In the entries below, count every line with the string "blocked". State the count and nothing else.

Saved data entries:
══════════
Issue #227, opened 2022-02-21
rayon feature causes deadlocks when used inside of an existing rayon threadpool


awused:
When loading a jpeg with the rayon feature enabled the calling thread does no work of its own and only blocks until the work is completed on other threads, waiting for mpsc messages to come through. If the task is already running from inside the context of a threadpool this will block one of those threads until the other threads can process the actions. If an application is using a rayon threadpool - even just the global default rayon pool - to parallelize the loading of images it's possible for enough jpegs to start loading at once to exhaust the pool and deadlock themselves.

I believe refactoring it to use rayon::in_place_scope would work, but a more expedient option is probably to just have a dedicated rayon threadpool for decoding. If nothing else this should be documented and maybe made non-default.

This might apply to other image decoders if any use rayon, I've not inspected their code, but jpegs are especially common.

HeroicKatora:
If I understand, then the situation is as follows:

```
rayon-Pool
|-----|
|  …  |
| Jpg | --> { decode_internal } ----------\
|  …  |                   blocked on multithreaded.rs#L54
|  …  |                                    v
|-----|<--blocked-on free worker--| Component0 | Component1 | Component2 |

```

Is it possible to write a reliable test/reproduction for this? The best fix for this, that I cant think of, would be to allow the current thread to complete each work item, alternatively to of the block on `recv`. This would allow rayon to silently degrade to single-threaded use by having the Jpg-Worker complete the components itself. However, I'm not sure how to achieve this with the API. The current parallelization strategy is also somewhat crude in the first place.

HeroicKatora:
Minimized reproduction:

```rust
    let pool = rayon::ThreadPoolBuilder::new()
        .num_threads(1)
        .build()
        .unwrap();
    pool.install(|| {
        let mut decoder = Decoder::new(File::open(&path).unwrap());
        let _ = decoder.decode().unwrap();
        let _ = decoder.info().unwrap();
    });
```

HeroicKatora:
[...]

PR #230, opened 2022-02-24
Restructure multithreading

HeroicKatora:
Redefine the Worker trait, which allows the chosen worker to create a
new scope. This is relevant for a newly created (and installed) rayon
worker.

The rayon thread pool is now local to the decoding step. This fixes an
issue where improper task scheduling would deadlock decoding. It's not
clear how the intended task scheduling can be reliably achieved without
the guarantee of having at least a second, free, worker thread.

Closes: #227

### DIFF
--- a/src/worker/mod.rs
+++ b/src/worker/mod.rs
@@ -1,11 +1,6 @@
 mod immediate;
 mod multithreaded;
 
-#[cfg(not(any(target_arch = "asmjs", target_arch = "wasm32")))]
-pub use self::multithreaded::MultiThreadedWorker as PlatformWorker;
-#[cfg(any(target_arch = "asmjs", target_arch = "wasm32"))]
-pub use self::immediate::ImmediateWorker as PlatformWorker;
-
 use alloc::sync::Arc;
 use alloc::vec::Vec;
 use crate::error::Result;
@@ -17,9 +12,22 @@ pub struct RowData {
     pub quantization_table: Arc<[u16; 64]>,
 }
 
-pub trait Worker: Sized {
-    fn new() -> Result<Self>;
+pub trait Worker {
     fn start(&mut self, row_data: RowData) -> Result<()>;
     fn append_row(&mut self, row: (usize, Vec<i16>)) -> Result<()>;
     fn get_result(&mut self, index: usize) -> Result<Vec<u8>>;
+}
+
+pub enum PreferWorkerKind {
+    Immediate,
+    Multithreaded,
+}
+
+/// Execute something with a worker system.
+pub fn with_worker<T>(prefer: PreferWorkerKind, f: impl FnOnce(&mut dyn Worker) -> T) -> T {
+    match prefer {
+        #[cfg(not(any(target_arch = "asmjs", target_arch = "wasm32")))]
+        PreferWorkerKind::Multithreaded => self::multithreaded::with_multithreading(f),
+        _ => self::immediate::with_immediate(f),
+    }
 }
--- a/src/worker/mod.rs
+++ b/src/worker/mod.rs
@@ -1,5 +1,7 @@
 mod immediate;
 mod multithreaded;
+#[cfg(feature = "rayon")]
+mod rayon;
 
 use alloc::sync::Arc;
 use alloc::vec::Vec;
@@ -16,6 +18,15 @@ pub trait Worker {
     fn start(&mut self, row_data: RowData) -> Result<()>;
     fn append_row(&mut self, row: (usize, Vec<i16>)) -> Result<()>;
     fn get_result(&mut self, index: usize) -> Result<Vec<u8>>;
+    /// Default implementation for spawning multiple tasks.
+    fn append_rows(&mut self, row: &mut dyn Iterator<Item=(usize, Vec<i16>)>)
+        -> Result<()>
+    {
+        for item in row {
+            self.append_row(item)?;
+        }
+        Ok(())
+    }
 }
 
 pub enum PreferWorkerKind {
@@ -26,6 +37,9 @@ pub enum PreferWorkerKind {
 /// Execute something with a worker system.
 pub fn with_worker<T>(prefer: PreferWorkerKind, f: impl FnOnce(&mut dyn Worker) -> T) -> T {
     match prefer {
+        #[cfg(not(any(target_arch = "asmjs", target_arch = "wasm32")))]
+        #[cfg(feature = "rayon")]
+        PreferWorkerKind::Multithreaded => self::rayon::with_rayon(f),
         #[cfg(not(any(target_arch = "asmjs", target_arch = "wasm32")))]
         PreferWorkerKind::Multithreaded => self::multithreaded::with_multithreading(f),
         _ => self::immediate::with_immediate(f),
--- a/src/worker/multithreaded.rs
+++ b/src/worker/multithreaded.rs
@@ -11,13 +11,7 @@ use super::{RowData, Worker};
 use super::immediate::ImmediateWorker;
 
 pub fn with_multithreading<T>(f: impl FnOnce(&mut dyn Worker) -> T) -> T {
-    #[cfg(not(feature = "rayon"))]
-    return self::enter_threads(f);
-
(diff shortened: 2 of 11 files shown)


src/worker/multithreaded.rs
```diff
@@ -4,34 +4,48 @@
...
-    }
-    fn start(&mut self, row_data: RowData) -> Result<()> {
+pub struct StdThreadWorker(MpscWorker);
+
+impl MpscWorker {
+    fn start_with(
+        &mut self,
+        row_data: RowData,
+        spawn_worker: impl FnOnce(usize) -> Result<Sender<WorkerMsg>>,
+    ) -> Result<()> {
```
fintelia, line 41: This whole function could just be:
```rust
// if there is no worker thread for this component yet, start one
if self.senders[row_data.index].is_none() {
    self.senders[row_data.index] = Some(spawn_worker_thread(row_data.index)?);
}
self.senders[row_data.index]
    .as_mut()
    .unwrap()
    .send(WorkerMsg::Start(row_data))
    .expect("jpeg-decoder worker thread error");
Ok(())
```

HeroicKatora: It may well be possible to utilize `Option::get_or_insert_with` as well, to remove that explicit `unwrap`. I just didn't want to mix refactor and function change, but I'll take a look.

fintelia: Understood. I was mostly pointing this out because I was confused why the code was so complicated when I read it the first time.

HeroicKatora:
Added _more_ tests, no based off the global pool, to demonstrate/test that this does not make a quantifiable difference. As suggested to add them [here](https://github.com/image-rs/jpeg-decoder/issues/227#issuecomment-1051128315). @awused Did I miss any, do you have more suggestions? You can easily verify that _all_ of the tests hang with the previous implementation.

src/worker/multithreaded.rs
```diff
@@ -40,25 +54,42 @@ impl Worker for MultiThreadedWorker {
...
+        self.0.append_row(row)
+    }
+    fn get_result(&mut self, index: usize) -> Result<Vec<u8>> {
+        self.0.get_result_with(index, collect_worker_thread)
+    }
+}
 
-    spawn(component, move || {
+fn create_worker() -> (Sender<WorkerMsg>, impl FnOnce() + 'static) {
+    let (tx, rx) = mpsc::channel();
```
awused, line 91: The fact that this is being done at all means rayon is being used as a pool of generic spawned threads. I can't see any advantages to using rayon over any other simple threadpool implementation here, which could do it with less overhead.

HeroicKatora: We're not recreating threads, that's still a small advantage. But indeed, you're welcome to create a PR that implements the result passing in a proper manner otherwise. I, franlky, don't see how except by restructuring due to the absence of `JoinHandle` or other futures for tasks?

awused: Any generic threadpool implementation can avoid recreating threads the same way, rayon is a large dependency to pull in when it's only being used to spawn threads and join them at the end. Your existing std multi-threading code is probably marginally more efficient than this code.

HeroicKatora:
Okay, scratch that. This is why it was a draft. How about this: In this `rayon` case, we _always_ `in_place_scope` the main decoder loop. (The architecture should already be there after the rework). Then, instead of creating workers, in `append_row` we run the **Immediate** worker as a new scoped task—this is still single threaded, non-blocking, but I'll get to it. Both `start` and `get_result` will run directly on the immediate worker without any of dubious communication structure of the multithreaded module.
══════════
Written reply:
2